Андрей остался у ворот стадиона, а Борис пошел к сторожу за ключом от гимнастического зала.
Сторож стадиона, маленький сухой старичок, сидел за столом перед лампой, курил трубку и читал газету. На носу сторожа красовались очки в неуклюжей оправе из коричневой пластмассы, и лицо его было почти торжественно. Он читал известия из-за границы. За границей было все неспокойно, запутано, и ему казалось, что в газетных сообщениях таится некий скрытый смысл, и он хотел разгадать тайны международной политики. Спокойная профессия приучила
его к долгим, неторопливым размышлениям. Он любил не спеша читать газету, не спеша думать.Борис стукнул дверью. Старик недовольно нахмурился и обернулся, глядя поверх очков.
– Здравствуйте, Филипп Иванович!
– сказал Борис.
Сторож встал и снял очки.
– Товарищ Горбов?..
– Мы приехали вчера. Здравствуйте.
– Здравствуйте, товарищ Горбов.
– Сторож протянул Борису руку.
Борис крепко пожал твердую старческую ладонь.
– Садитесь, товарищ Горбов, - сказал сторож. Он выбил пепел из трубки.
– Что-нибудь случилось? Что? Почему вы приехали так скоро?
– Нет. То есть случилось, конечно, Филипп Иванович. Мы приехали вчера.
– То есть как это понимать - "мы"? Андрей приехал тоже?
– Да?
– Где же он?
– Он ждет внизу. Он болен. То есть он немного болен. Он повредил себе ногу.
– Что? Что такое? Как повредил ногу? Выступать-то он будет?
– Нет, Филипп Иванович, Андрей выступать не будет. Он здорово испортил ногу и по крайней мере на месяц вышел из строя. Или на полтора месяца. Он растянул связки. Мы даже думали сначала, что он разорвал связки, такое сильное было растяжение. Это чертовски обидно, и у нас рухнули все планы на отпуск. Мы думали, что Андрей отдохнет эти две недели перед соревнованием, а вес ему держать нетрудно. Там очень хорошо, и лыжи...
– Лыжи, лыжи, лыжи. Уж вы простите меня, товарищ Горбов, что я перебиваю вас, но, знаете ли, это большая неприятность, вся эта история с Андреем. Ах ты, господи боже мой! И виноваты вы, виноваты вы сами. Петр Петрович говорил же вам об этих лыжах. Он говорил вам, что это глупость ваши лыжи, и совсем не полезно для мышц. Я слушал, как Петр Петрович говорил вам... А когда вы уехали, Петр Петрович сказал мне: "Только бы они не сломали себе шеи с этими лыжами, Филипп Иванович!" Он так и сказал, товарищ Горбов, и вот вы приезжаете через шесть дней, и Андрей испортил себе ногу, и биться он не будет, и соревнование мы проиграем... Ах ты, господи боже мой!

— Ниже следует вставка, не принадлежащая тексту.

PR #247, opened 2016-10-22
   Fix test "consume and commit in batches"  

nafshartous:
Fix test "consume and commit in batches" 
- Increased timeouts (was failing intermittently on Travis).
- Verified by triggering multiple Travis builds 
- Removed shared mutable state.


nafshartous:
@patriknw These are the changes you previously reviewed.

Issue #251, opened 2016-10-28
Use Akka's provided StageLogging


ktoso:
Implemented `StageLogging` in Akka, so you can just use it instead of relying on the one in here.
See: https://github.com/akka/akka/issues/18793 

To be removed: https://github.com/akka/reactive-kafka/blob/master/core/src/main/scala/akka/kafka/internal/StageLogging.scala

ktoso:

– Все это, правда, очень неприятно, Филипп Иванович, но...
– Простите, товарищ Горбов. Уж вы простите, что я волнуюсь. Вы же знаете сами. Средний вес, так сказать, самое важное. Как получится в среднем, такой и исход соревнований. Теперь у них победа. Ах ты, господи! Поколотят они нас. Ведь поколотят? Обязательно победят они нас. Ну, кого мы можем выставить против Титова? Некого нам выставить!..

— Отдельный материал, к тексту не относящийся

PR #264, opened 2016-12-20
Adding cross build for Scala 2.12 and upgrading to Kafka 0.10.1.1. Fixes #256.

### LINKED ISSUE #256: Release for Scala 2.12
When would we be able to release this for 2.12?
Some people already are asking so we should look into it.

manub:
* Added resolvers for downstream dependencies.
* Updated travis configuration to cross build.
* Fixed a number of compiler errors caused by introducing Scala 2.12.
* Removed some unused imports.

### DIFF
--- a/benchmarks/src/main/scala/akka.kafka.benchmarks/KafkaConsumerBenchmarks.scala
+++ b/benchmarks/src/main/scala/akka.kafka.benchmarks/KafkaConsumerBenchmarks.scala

– Вы не совсем правы, Филипп Иванович...
– То есть как я не прав?
– С Титовым буду драться я.
– Вы?
– Конечно, я не уверен, но...
– Простите меня, товарищ Горбов. Я не знал... Однако...
– Дайте ключ от гимнастического, Филипп Иванович. Андрей, наверно, уже превратился в сосульку.
– Пожалуйста, товарищ Горбов. Прошу вас. Ах ты, господи боже мой... Однако...
– Если Петр Петрович приедет, скажите ему, что мы уже в гимнастическом.
– Хорошо, товарищ Горбов. Хорошо, голубчик мой. Хорошо.
Борис вышел.
Филипп Иванович сел к столу и снова взял газету. Несколько минут он сидел неподвижно, не читая и молча покачивая головой. Потом встал, снял очки, сложил газету, раскурил потухшую трубку, надел овчинную шубу и торопливо вышел.